Thief: Watched this on a lazy Friday based on failsafeman's good word a while ago. It was an alright movie. As a Mann crime movie, it doesn't touch Heat and it's got the excrutiating slow pace of old movies of the sort like Carlito's Way. It's basically a two hour character study more than any kind of action film. That said, it has some interesting themes, James Caan is badass, and the ending doesn't disappoint.
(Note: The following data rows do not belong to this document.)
PR #3531, opened 2026-08-04
Return initial apply errors when parse config 

Ivan-Pokhabov:
Make InitialConfig return errors from failed config application instead of only
logging them, so gobgpd rejects invalid startup config such as missing peer-groups
or broken policy references. Keep UpdateConfig reloads non-fatal and covered by
tests.

Alse send sd_notify READY only after the startup config has been read and applied.
This prevents systemd from seeing gobgpd as ready right before it exits on an
invalid initial config, while preserving the no-config-file startup path.

### DIFF
--- a/cmd/gobgpd/main.go
+++ b/cmd/gobgpd/main.go
@@ -237,17 +237,8 @@ func main() {
 	prometheus.MustRegister(fsmTimingCollector)
 	go bgpServer.Serve()
 
-	if opts.UseSdNotify {
-		if status, err := daemon.SdNotify(false, daemon.SdNotifyReady); !status {
-			if err != nil {
-				logger.Warn("Failed to send notification via sd_notify()", slog.String("Error", err.Error()))
-			} else {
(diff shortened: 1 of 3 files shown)


fujita:
What we want to do is that InitialConfig should stop on the first error and UpdateConfig should continue, right?

Then why not just adding an argument like `stopOnError bool` to functions used by both (e.g., `addPeerGroups`)?

`deletePeerGroups`/`updatePeerGroups`/`deleteNeighbors`/`updateNeighbors` are used only `UpdateConfig` so they can always continue with warning.

Then we don't need a new wrapper like `configErrorHandler` so we can use Go's typical error handling style; `if err := f(); err != nil {}`

Ivan-Pokhabov:
> Then we don't need a new wrapper like `configErrorHandler` so we can use Go's typical error handling style; `if err := f(); err != nil {}`

I made it for future, because we probable would like to stop on error also UpdateConfig. But now I think you are right, i will rework it

fujita:
Pushed, thanks.

PR #1253, opened 2020-05-08
Pass down ssl.verify to Faraday connection

tjwallace:
This ensures adapters properly set SSL related options.

Adapters like Typhoeus [only check `options[:ssl][:verify]`](https://github.com/typhoeus/typhoeus/blob/v1.4.0/lib/typhoeus/adapters/faraday.rb#L137-L141).

### DIFF
--- a/lib/octokit/connection.rb
+++ b/lib/octokit/connection.rb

Caddyshack: Apparently I had no authority on comedies because I hadn't seen this. What to say? It was pretty funny. Not gut busting, but consistently amusing. The dialogue is rapid fire and you can tell there was lots of improvisation so I suspect it's the type of thing that gets better on repeat viewings. I didn't like Bill Murray in this. I can sort of see the appeal but his character is just pure trolling, 80's style. The dancing gopher is priceless, I'll give it that. But one of the top comedies of all time? As of right now, agree to disagree.

Hatchet : Man, this movie is retarded. It aims to be nothing else though, just a loving tribute to slasher flicks. The killer looks like a mongoloid hybrid of the Toxic Avenger and Jason Voorhees without his mask. Dumb yet strangely memorable characters exchange sometimes funny dialogue and get picked off one by one, then it ends with a very original Friday the 13th moment. It's just executed so lovingly, with almost amateur filming and fun to be had.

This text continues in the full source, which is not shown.